Inflation Will Prevail For the Next 6 Months: The Economist

The woes of the masses will continue as crippling inflation will prevail for the next six months across the country and the Rupee will depreciate even more against the US Dollar despite Saudi Arabia’s efforts to shore up Pakistan’s economy.

According to a report by the Economist Intelligence Unit (EIU), the research and analysis division of The Economist, persistent inflation over the next six months will be fueled by rising import bills coupled with skyrocketing commodity prices in the international market as the global economy continues its steady recovery from the havoc wreaked by the Coronavirus pandemic.

As far as the value of the Pakistani Rupee against the US Dollar is concerned, it will continue to tread on the current depreciatory path with the same intensity due to the country’s widening trade deficit regardless of the financial assistance package recently announced by Saudi Arabia.

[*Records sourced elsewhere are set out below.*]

PR #1784, opened 2026-07-03
Fix the docs doctest and spelling checks

rodrigobnogueira:
## What do these changes do?

Fix the API reference doctests and start running them in CI.

The `with_name()` example expects the apostrophe to come out percent-encoded, but the path quoter treats `'` as an RFC 3986 sub-delim and leaves it as is, so the Sphinx doctest builder fails on master. It went unnoticed because the `doctest-docs` tox environment, unlike its `spellcheck-docs` and `build-docs` siblings, was never added to the lint matrix in CI; it also could not work standalone, since `package = skip` left the examples with no importable `yarl`. The environment now installs the package and runs as a fourth lint leg.

Enabling that surfaced a latent bug in the in-tree PEP 517 backend: the guarded module-level Cython import binds before `get_requires_for_build_wheel()` provisions Cython whenever a front-end serves all build hooks from one long-running backend process, the way `pyproject-api` does under tox, so any `tox`-driven package build crashed with `NameError: name '_cythonize_cli_cmd' is not defined` (reproducible on master with `tox run -e py --recreate`). The import is now deferred to the point of use, which fixes `tox`-driven builds generally.

The spelling word list additionally gains a few legitimate words (`Deprecations`, `backends`, `quoter`, `recode`, `subdirectory`, `unobvious`) that are reported as misspelled when the enchant backend resolves to a more restrictive dictionary than the one CI uses (observed locally with aspell), so `make doc-spelling` gives contributors the same verdict as CI.

No. Documentation, word list, tox configuration, and CI only.

No. The new CI leg reuses the existing tox environment and the reusable tox workflow; it adds about half a minute of parallel runtime.

## Related issue number

None.

## Checklist

- [ ] Unit tests for the changes exist (N/A; verified with `tox -e doctest-docs`, `make doctest`, `make doc-spelling` and `make doc`)
- [ ] If you provide code modification, please add yourself to ``CONTRIBUTORS.txt`` (N/A; no ``CONTRIBUTORS.txt`` in this repo)
  * name: ``1784.doc.rst``, ``1784.contrib.rst``, ``1784.packaging.rst``
  * category: ``doc``, ``contrib``, ``packaging``

### DIFF
--- a/.github/workflows/ci-cd.yml
+++ b/.github/workflows/ci-cd.yml
@@ -173,6 +173,7 @@ jobs:
         toxenv:
         - pre-commit
         - spellcheck-docs
+        - doctest-docs
         - build-docs
         xfail:
         - false
--- a/CHANGES/1784.contrib.rst
+++ b/CHANGES/1784.contrib.rst
@@ -1,6 +1,6 @@
 Started running the Sphinx ``doctest`` builder in CI through the
-``doctest-docs`` tox environment, which existed but was never enabled
-and could not import the package it documents; the environment now
-installs the package. Also added spelling word list entries so the
-spell check passes with dictionary backends other than the one CI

The EIU report added that the impact of soaring oil prices in the global market was passed on by the government to the public that fueled the countrywide inflation, particularly in the food, utility, and petroleum sectors.

In October, the petroleum prices jumped up by 14.4% YoY, the tariffs of essential utilities including electricity, gas, and water also increased by 12% YoY, and the food inflation rose to 9.2% YoY.

The prices of essential commodities, including food, utilities, and petroleum products across the country will remain elevated till the end of H1 2022 due to increased prices in the international market amid the slow recovery of the global economy.

The EIU forecast comes just after Prime Minister Imran Khan announced the country’s biggest relief package worth Rs. 120 billion under which essential commodities will be subsidized for 53% of the country’s population.

Under the Rs. 120 billion relief package, 130 million of the country’s population will receive a 30% subsidy on per-unit purchase of three essential commodities—oil/ghee, flour, and pulses— for the next six months.